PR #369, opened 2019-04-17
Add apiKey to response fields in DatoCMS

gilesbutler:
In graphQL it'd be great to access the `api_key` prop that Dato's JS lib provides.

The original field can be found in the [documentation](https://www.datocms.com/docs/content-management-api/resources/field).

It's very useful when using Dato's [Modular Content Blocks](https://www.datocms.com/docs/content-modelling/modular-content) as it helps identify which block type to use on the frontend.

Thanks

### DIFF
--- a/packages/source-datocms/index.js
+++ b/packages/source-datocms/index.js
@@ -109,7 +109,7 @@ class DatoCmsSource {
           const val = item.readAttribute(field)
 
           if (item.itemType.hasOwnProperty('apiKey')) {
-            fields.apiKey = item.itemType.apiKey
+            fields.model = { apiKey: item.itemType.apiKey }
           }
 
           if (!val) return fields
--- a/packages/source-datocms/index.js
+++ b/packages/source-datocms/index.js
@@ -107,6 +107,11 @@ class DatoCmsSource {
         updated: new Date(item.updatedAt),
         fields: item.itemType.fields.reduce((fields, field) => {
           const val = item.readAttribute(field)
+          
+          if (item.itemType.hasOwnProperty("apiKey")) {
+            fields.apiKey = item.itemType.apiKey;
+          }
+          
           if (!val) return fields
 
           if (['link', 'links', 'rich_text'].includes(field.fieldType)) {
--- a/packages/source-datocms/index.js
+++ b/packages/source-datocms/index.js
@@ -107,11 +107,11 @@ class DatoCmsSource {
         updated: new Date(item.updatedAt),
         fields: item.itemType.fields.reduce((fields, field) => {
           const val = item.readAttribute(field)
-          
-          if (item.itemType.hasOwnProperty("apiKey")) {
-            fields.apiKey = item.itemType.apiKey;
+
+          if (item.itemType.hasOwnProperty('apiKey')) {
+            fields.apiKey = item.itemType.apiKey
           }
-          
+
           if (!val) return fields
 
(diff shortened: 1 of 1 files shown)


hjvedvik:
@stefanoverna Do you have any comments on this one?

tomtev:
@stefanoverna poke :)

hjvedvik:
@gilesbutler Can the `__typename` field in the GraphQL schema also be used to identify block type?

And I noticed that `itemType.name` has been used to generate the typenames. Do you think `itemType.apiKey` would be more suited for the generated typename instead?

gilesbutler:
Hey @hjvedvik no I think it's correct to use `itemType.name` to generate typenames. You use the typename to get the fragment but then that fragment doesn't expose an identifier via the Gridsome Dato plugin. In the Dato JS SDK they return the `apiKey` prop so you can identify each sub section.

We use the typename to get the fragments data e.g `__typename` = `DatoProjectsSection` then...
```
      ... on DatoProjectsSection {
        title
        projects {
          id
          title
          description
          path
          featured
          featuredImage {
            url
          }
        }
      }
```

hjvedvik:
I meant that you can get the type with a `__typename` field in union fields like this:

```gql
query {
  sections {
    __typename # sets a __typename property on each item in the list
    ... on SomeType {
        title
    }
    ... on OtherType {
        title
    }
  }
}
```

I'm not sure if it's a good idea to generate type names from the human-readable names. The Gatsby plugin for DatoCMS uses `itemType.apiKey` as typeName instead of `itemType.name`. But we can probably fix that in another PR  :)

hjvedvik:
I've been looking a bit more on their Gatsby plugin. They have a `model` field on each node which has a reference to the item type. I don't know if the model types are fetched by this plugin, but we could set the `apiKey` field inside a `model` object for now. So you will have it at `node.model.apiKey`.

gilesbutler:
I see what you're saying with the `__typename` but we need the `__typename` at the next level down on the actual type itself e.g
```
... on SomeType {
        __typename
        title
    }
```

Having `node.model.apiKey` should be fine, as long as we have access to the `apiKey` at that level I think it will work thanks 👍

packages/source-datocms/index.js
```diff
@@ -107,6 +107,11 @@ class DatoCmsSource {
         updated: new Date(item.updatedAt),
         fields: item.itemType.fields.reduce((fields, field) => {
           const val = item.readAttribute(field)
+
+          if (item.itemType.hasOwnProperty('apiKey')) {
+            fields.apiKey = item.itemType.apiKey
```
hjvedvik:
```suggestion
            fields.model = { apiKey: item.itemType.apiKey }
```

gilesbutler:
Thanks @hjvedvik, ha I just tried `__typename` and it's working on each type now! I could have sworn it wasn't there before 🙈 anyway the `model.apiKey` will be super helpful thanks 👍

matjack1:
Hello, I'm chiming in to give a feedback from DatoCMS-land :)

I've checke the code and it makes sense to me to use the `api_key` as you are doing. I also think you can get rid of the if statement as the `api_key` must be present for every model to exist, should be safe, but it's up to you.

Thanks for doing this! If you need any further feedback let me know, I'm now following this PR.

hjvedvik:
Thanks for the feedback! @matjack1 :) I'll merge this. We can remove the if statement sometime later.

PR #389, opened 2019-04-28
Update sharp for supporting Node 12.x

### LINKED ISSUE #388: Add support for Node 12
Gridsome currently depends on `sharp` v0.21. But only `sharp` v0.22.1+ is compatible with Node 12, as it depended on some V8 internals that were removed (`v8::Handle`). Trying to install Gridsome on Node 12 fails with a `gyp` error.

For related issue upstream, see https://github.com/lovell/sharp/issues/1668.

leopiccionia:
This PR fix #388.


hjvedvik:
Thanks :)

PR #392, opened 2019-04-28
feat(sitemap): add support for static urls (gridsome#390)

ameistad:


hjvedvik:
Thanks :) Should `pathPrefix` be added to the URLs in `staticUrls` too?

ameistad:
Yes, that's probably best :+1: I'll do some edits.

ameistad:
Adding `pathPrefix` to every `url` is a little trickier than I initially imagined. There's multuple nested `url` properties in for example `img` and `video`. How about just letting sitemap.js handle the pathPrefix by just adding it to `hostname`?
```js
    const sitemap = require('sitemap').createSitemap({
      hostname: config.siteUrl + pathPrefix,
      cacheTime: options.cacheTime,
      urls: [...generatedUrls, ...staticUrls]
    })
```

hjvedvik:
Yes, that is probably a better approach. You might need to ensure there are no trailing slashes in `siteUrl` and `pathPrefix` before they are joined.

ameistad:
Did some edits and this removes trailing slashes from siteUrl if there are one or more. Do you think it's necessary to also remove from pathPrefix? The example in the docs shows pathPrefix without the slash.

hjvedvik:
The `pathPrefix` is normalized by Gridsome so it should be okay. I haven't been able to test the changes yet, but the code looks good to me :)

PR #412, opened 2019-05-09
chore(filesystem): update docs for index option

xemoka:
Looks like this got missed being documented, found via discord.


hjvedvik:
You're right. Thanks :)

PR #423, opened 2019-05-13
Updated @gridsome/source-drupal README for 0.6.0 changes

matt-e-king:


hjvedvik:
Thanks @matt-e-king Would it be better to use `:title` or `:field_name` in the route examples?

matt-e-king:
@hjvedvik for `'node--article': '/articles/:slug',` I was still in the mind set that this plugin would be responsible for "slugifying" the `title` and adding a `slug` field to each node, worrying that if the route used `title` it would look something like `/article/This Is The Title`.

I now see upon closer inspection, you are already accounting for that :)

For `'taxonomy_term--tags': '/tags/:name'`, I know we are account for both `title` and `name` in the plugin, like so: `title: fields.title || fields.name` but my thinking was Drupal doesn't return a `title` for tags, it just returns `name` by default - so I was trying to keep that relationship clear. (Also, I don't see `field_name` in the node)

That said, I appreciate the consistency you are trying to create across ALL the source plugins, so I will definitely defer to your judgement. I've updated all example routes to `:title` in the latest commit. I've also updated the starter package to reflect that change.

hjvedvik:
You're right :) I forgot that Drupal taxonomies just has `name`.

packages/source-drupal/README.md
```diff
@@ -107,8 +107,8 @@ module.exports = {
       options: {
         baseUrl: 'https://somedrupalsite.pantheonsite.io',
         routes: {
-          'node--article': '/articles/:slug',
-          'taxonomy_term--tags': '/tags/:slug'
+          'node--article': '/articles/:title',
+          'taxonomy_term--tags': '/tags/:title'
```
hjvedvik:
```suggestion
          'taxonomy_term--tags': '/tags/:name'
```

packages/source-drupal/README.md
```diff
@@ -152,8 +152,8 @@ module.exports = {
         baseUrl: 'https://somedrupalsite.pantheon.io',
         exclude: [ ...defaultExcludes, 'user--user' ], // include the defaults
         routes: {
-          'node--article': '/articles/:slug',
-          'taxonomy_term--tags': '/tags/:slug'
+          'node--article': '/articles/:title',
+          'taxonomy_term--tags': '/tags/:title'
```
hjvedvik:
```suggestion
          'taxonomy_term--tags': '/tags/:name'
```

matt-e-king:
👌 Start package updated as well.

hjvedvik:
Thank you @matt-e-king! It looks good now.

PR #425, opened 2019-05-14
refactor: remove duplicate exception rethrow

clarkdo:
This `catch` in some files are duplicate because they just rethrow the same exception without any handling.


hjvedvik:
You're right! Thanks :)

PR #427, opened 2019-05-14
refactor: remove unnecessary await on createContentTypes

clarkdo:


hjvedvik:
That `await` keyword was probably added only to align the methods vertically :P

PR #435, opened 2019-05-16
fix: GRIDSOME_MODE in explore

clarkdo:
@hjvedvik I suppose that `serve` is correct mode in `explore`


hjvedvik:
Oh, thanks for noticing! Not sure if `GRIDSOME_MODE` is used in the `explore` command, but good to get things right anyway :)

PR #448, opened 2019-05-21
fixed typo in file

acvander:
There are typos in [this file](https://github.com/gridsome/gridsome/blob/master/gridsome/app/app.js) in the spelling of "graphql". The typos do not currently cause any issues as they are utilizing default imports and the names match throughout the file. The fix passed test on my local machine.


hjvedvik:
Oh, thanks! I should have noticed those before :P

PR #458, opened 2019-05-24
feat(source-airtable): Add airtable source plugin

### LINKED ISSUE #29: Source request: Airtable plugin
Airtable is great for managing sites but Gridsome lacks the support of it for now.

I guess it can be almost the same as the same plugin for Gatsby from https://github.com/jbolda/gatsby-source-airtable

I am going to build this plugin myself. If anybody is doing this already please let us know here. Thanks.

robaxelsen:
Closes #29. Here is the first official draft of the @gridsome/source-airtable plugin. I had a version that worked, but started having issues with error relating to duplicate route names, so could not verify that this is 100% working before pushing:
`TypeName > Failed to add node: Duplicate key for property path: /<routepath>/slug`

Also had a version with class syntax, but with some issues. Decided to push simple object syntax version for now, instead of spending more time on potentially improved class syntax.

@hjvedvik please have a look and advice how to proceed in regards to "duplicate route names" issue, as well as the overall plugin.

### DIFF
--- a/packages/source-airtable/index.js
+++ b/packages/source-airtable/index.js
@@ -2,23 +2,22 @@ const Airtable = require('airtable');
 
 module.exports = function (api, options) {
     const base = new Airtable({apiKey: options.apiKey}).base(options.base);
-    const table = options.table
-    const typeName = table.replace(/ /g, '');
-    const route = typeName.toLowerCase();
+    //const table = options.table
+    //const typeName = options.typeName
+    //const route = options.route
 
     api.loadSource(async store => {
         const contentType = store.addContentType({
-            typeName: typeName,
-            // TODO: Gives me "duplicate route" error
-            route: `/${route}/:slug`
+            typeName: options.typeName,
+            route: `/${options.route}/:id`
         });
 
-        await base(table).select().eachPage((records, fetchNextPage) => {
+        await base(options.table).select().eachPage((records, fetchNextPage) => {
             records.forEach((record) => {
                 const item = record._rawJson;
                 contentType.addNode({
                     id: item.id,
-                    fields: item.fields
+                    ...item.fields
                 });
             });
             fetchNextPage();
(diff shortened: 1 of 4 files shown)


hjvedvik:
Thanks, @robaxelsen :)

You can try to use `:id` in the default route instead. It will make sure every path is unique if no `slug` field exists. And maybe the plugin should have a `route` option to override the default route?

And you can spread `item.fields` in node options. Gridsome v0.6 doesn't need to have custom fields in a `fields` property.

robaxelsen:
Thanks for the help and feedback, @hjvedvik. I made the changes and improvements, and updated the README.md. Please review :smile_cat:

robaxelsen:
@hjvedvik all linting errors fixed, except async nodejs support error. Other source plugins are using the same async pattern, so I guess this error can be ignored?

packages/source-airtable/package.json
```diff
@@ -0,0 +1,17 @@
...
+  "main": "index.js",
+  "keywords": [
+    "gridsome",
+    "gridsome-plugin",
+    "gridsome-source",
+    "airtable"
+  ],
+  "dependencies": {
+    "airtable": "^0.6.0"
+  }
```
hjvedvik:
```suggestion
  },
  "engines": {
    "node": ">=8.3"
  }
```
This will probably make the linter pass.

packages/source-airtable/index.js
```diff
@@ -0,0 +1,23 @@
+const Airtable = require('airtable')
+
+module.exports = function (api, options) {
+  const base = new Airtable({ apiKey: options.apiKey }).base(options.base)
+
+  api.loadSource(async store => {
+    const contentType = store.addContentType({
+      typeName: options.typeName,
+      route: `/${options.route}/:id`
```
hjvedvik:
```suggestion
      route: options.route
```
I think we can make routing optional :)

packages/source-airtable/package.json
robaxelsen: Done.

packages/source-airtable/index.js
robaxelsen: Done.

=======

The required answer is the exact run of lines above starting at the line with "fix: GRIDSOME_MODE in explore" and ending at the line with "Oh, thanks for", with both ends present.

fix: GRIDSOME_MODE in explore

clarkdo:
@hjvedvik I suppose that `serve` is correct mode in `explore`


hjvedvik:
Oh, thanks for noticing! Not sure if `GRIDSOME_MODE` is used in the `explore` command, but good to get things right anyway :)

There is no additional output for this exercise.